The court explained that the reasons for allowing attorney fees to a prevailing defendant are different than the reasons for allowing attorney fees to a prevailing plaintiff.58 The court referenced Haskell for the proposition that the award of attorney fees to prevailing defendants was meant to deter bad-faith conduct by plaintiffs and to reimburse defendants when such bad-faith conduct did occur.59 Therefore, the court found that allowing fees to defendants only in situations where bad faith by the plaintiff is shown is consistent with the purposes of the Consumer Fraud Act.60 The court opined that without this stricter standard for the award of defendant’s attorney fees, a plaintiff with a legitimate claim could be forced to pay a defendant’s attorney fees simply because the plaintiff “lost at trial on the proofs.”61 The court stated that such a potential penalty would be deterrent to filing a consumer fraud action and would defeat the purpose of the Act.62

The court also took time to respond to an argument presented by the defendant that to only allow fees to a defendant when bad faith by the plaintiff is shown unfairly shifts the balance of fairness in consumer fraud cases to favor the plaintiff.63 The court countered that although the award of fees to plaintiffs is discretionary, not mandatory, the award of fees to a prevailing plaintiff is more likely than to a prevailing defendant.64 However, the court explained that such was the result of the remedial function of the Consumer Fraud Act, not a distortion of the statute.65 The court also noted that a prevailing plaintiff is a more worthy candidate to receive reimbursement for fees because he or she has proven the defendant’s guilt, while a successful defendant may have not proven anything more than that the plaintiff’s efforts were unsuccessful.66

Having determined that fees should be awarded to the defendants only when bad faith by the plaintiff is shown, the court went on to examine the standard that governs a bad-faith finding.67 Previous appellate court cases had ruled that Supreme Court Rule 137 provided theappropriate standard upon which to judge bad faith.68 On this issue, however, the court agreed with the defendant and held that a defendant should not be limited by Rule 137 in proving a plaintiff’s bad faith.69 Though the court found Rule 137 and its case law to be instructive, it ruled that the failure to prove bad faith under Rule 137 is not fatal to a defendant’s claim for attorney fees.

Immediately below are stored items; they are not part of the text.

PR #9420, opened 2023-09-21
Option to suppress sending windows key to remote host.

bencollerson:
Currently implemented only for X11 and wayland clients

This patch provides an option that allows the "Windows Logo" key (aka Super or Mod4) to be used on the local host without opening the start menu on a remote windows machine.

This can be tested by connecting to a remote windows machine and confirming the start menu does not open when the Windows logo key is pressed.

### DIFF
--- a/client/Wayland/wlf_input.c
+++ b/client/Wayland/wlf_input.c
@@ -340,6 +340,10 @@ BOOL wlf_handle_key(freerdp* instance, const UwacKeyEvent* ev)
 	if (rdp_scancode == RDP_SCANCODE_UNKNOWN)
 		return TRUE;
 
+	if (( rdp_scancode == RDP_SCANCODE_LWIN || rdp_scancode == RDP_SCANCODE_RWIN ) &&
+		instance->context->settings->SuppressWinKey )
+		return TRUE;
+
 	return freerdp_input_send_keyboard_event_ex(input, ev->pressed, ev->repeated, rdp_scancode);
 }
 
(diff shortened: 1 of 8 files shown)


akallabeth (changes requested):
not really a good idea.
1. we already use `<ctrl>+<alt>` as ungrab sequence.
2. if you do not want this to be redirected you can use `-grab-keyboard`
3. implementation is too use case specific (why the `win` key and some other hot key?)

that said, if you provide something to allow filtering arbitrary keys that might be of interest

bencollerson:
No worries. I find this patch useful and thought other people might find it useful also.  If it is too obscure that is fine. I will just keep using it on my own. I really can't think of any key that is as annoying as a modifier that opens up a menu that steals all further keystrokes on a remote windows host. There is no point coming up with a generalised version.

bencollerson:
This pull request can be closed.

I finally worked out how remapping works and suppressing windows keys from being sent to the remote host can be done by appending the following command line option:

    /kbd:remap:0x15b=0xff,remap:0x15c=0xff

Scancodes can be found like this: 

    $ xfreerdp /list:kbd-scancode|grep '[LR]WIN'
    0x015b  --> VK_LWIN
    0x015c  --> VK_RWIN

(Note: The leading zeros in the scancodes above, between the 'x' and '1', must be omitted so the argument will parse.)

and "No Key" which these are both mapped to is defined as follows:

    winpr/include/winpr/input.h:#define VK_NONE 0xFF /* no key */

The conclusion stemming from these cases is that a plaintiff’s counsel need not worry too much about the scenario in which his or her client may be held liable for the defendant’s attorney’s fees. While the award of attorney fees to defendants is still discretionary, it seems unlikely that circuit courts will be willing to assess fees against a plaintiff who has survived the initial round of dispositive motions.